Solution: While we expected users would want Egaleco to tell them if their model is fair or not, we chose to avoid even including those terms in the metric output, the final report provided to users. Rather, we focused on supporting users through setting priorities for fairness through the metric selection fairness questionairre and documenting those decisions in the metric output, the final report page. We also included a disparity threshold slider for users to experiment with adjusting the gap between groups they would consider fair.
Evaluation: Even after iterating on the questionnaire, some participants expressed their uncertainty about the priorities for fairness they had set, including those that had selected responses effectively. While they chose responses as we intended, the questionnaire asks questions which are difficult to answer and may require additional research and consultation. The participants experience of successfully moving through the tool with a healthy dose of uncertainty may actually be ideal for capturing the complexity of fairness. Alongside that uncertainty, participants found the metric output, the final report page, to effectively flag concerns. While some were disappointed that the tool did not offer a more concrete fair or unfair decision, the report also facilitated sharing to other cross-functional stakeholders the process they had completed to work through the concerns flagged together.

Learnings

This project was the perfect opportunity to navigate what I needed to know about a technical space, machine learning, in which I had limited exposure at the start of the project to be able to answer research questions that could be helpful to both my UX colleagues and our technical ML fairness leads on the project. With limited time, I had to learn enough context to communicate effectively with our ML fairness expert and practitioner participants. In many ways, it reminded me of my experience in cross-cultural research across countries, but in this case I was integrating into ML practitioner culture.
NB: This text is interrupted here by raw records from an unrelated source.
PR #682, opened 2024-05-14
PSR-405 | Page Title "Error:" Prefix

ccatosdevelopment:


app/controllers/nonsipp/shares/HowManySharesController.scala
```diff
@@ -76,7 +77,8 @@ class HowManySharesController @Inject()(
               Future.successful(
                 BadRequest(
                   view(
-                    HowManySharesController.viewModel(srn, index, nameOfSharesCompany, mode, formWithErrors)
+                    formWithErrors,
+                    HowManySharesController.viewModel(srn, index, nameOfSharesCompany, mode, form)
```
kberec, line 81: Does it matter that `form` is different from `formWithErrors` here (and probs in some other places too)?

test/views/IntViewSpec.scala
```diff
@@ -50,15 +50,15 @@ class IntViewSpec extends ViewSpec with Mappings {
...
-      act.like(renderInputWithLabel(tripleIntViewModel)("value.1", view(_), _.page.fields.head.label))
-      act.like(renderInputWithLabel(tripleIntViewModel)("value.2", view(_), _.page.fields(1).label))
-      act.like(renderInputWithLabel(tripleIntViewModel)("value.3", view(_), _.page.fields(2).label))
-      act.like(renderErrors(invalidViewModel)(view(_), _ => "int.error.required"))
-      act.like(renderForm(viewModelGen)(view(_), _.onSubmit))
-      act.like(renderButtonText(viewModelGen)(view(_), _.buttonText))
+      act.like(renderTitle(viewModelGen)(view(intForm, _), _.title.key))
+      act.like(renderHeading(viewModelGen)(view(intForm, _), _.heading))
+      act.like(renderInputWithLabel(singleIntViewModel)("value", view(intForm, _), _.heading))
+//      act.like(renderInputWithLabel(tripleIntViewModel)("value.1", view(tripleIntForm, _), _.page.fields.head.label))
```
kberec, line 56: Is this commented out code the one that's going to be sorted out as a separate PR?

app/controllers/nonsipp/landorproperty/LandOrPropertyTotalIncomeController.scala
```diff
@@ -58,7 +58,7 @@ class LandOrPropertyTotalIncomeController @Inject()(
     implicit request =>
       request.userAnswers.get(LandOrPropertyChosenAddressPage(srn, index)).getOrRecoverJourney { address =>
         val preparedForm = request.userAnswers.fillForm(LandOrPropertyTotalIncomePage(srn, index), form)
-        Ok(view(viewModel(srn, index, preparedForm, address.addressLine1, mode)))
+        Ok(view(preparedForm, viewModel(srn, index, form, address.addressLine1, mode)))
```
kberec, line 61: Same question as previously for a slightly different scenario: should `form` parameter value of viewModel be `preparedForm` here and in similar code changes?

test/views/MoneyViewSpec.scala
```diff
@@ -50,17 +48,19 @@ class MoneyViewSpec extends ViewSpec with Mappings {
...
-      act.like(renderInputWithLabel(tripleMoneyQuestion)("value.1", view(_), _.page.fields.head.label))
-      act.like(renderInputWithLabel(tripleMoneyQuestion)("value.2", view(_), _.page.fields(1).label))
-      act.like(renderInputWithLabel(tripleMoneyQuestion)("value.3", view(_), _.page.fields(2).label))
-      act.like(renderErrors(invalidSingleMoneyQuestion)(view(_), _ => "money.error.required"))
-      act.like(renderForm(viewModelGen)(view(_), _.onSubmit))
-      act.like(renderButtonText(viewModelGen)(view(_), _.buttonText))
+      act.like(renderTitle(viewModelGen)(view(moneyForm, _), _.title.key))
+      act.like(renderHeading(viewModelGen)(view(moneyForm, _), _.heading))
+      act.like(renderInputWithLabel(singleMoneyQuestion)("value", view(moneyForm, _), _.heading))
+//      act.like(renderInputWithLabel(tripleMoneyQuestion)("value.1", view(_), _.page.fields.head.label))
```
kberec, line 58: Same question for commented code as previously (checking commit by commit, may be resolved later)

app/controllers/nonsipp/bondsdisposal/TotalConsiderationSaleBondsController.scala
```diff
@@ -44,7 +45,7 @@ class TotalConsiderationSaleBondsController @Inject()(
   saveService: SaveService,
   @Named("non-sipp") navigator: Navigator,
   identifyAndRequireData: IdentifyAndRequireData,
-  formProvider: MoneyFormErrorProvider,
+  formProvider: MoneyFormProvider,
```
kberec, line 48: Should we do this change in .g8 files too and remove MoneyFormErrorProvider?

test/views/IntViewSpec.scala
ccatosdevelopment: Yes, these tests will be replaced by `MultipleQuestionViewSpec`, on a separate branch (e.g. `PSR-405-unit-tests`)

app/controllers/nonsipp/landorproperty/LandOrPropertyTotalIncomeController.scala
ccatosdevelopment: No, for the same reason as above:

"No, this is intentional - the `form` parameter in the `viewModel` method call is used only to satisfy further method calls and constructors, as it needs the form type to do so (e.g. in `FormPageViewModel` and `SingleQuestion`). The `form` parameter in the `view` method call is what's used to populate the page with any pre-populated data."

test/views/MoneyViewSpec.scala
ccatosdevelopment: As above - yes, these tests will be replaced by `MultipleQuestionViewSpec`, on a separate branch (e.g. `PSR-405-unit-tests`)

app/controllers/nonsipp/bondsdisposal/TotalConsiderationSaleBondsController.scala
ccatosdevelopment: I think that's a good idea, unless there are concerns it might break things, or incur significant re-testing efforts to include that in this ticket. Or would this change be done as part of a separate branch/ticket?

kberec: Yes, in the follow up branch with unit tests please.

kberec (approved):

kberec (approved):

This was the first time I was the only researcher. I vividly remember posing a question about research scope to our cross-functional team at the start of the project and registering that it was my call to make. Throughout the project, I learned to take ownership of the decisions I was best equipped to make as the lead researcher while providing opportunities for input from my colleagues as appropriate.
If I could do the project again, I would have allocated more time and energy to advocating for research findings and collaborating to translate them into design decisions. The process instilled in me the importance of getting to know one’s stakeholders and gauge how specifically they wanted me as a researcher to provide recommendations. For example, in our foundational research the importance of humanizing the data and focusing on the stories of people impacted emerged as critical, but it was secondary to designing a product with all of the functional product requirements. I wish I provided more support and ideas inspired from the research to incorporate that finding into the prototypes, especially given the tight time constraints of the semester my design colleagues were working within.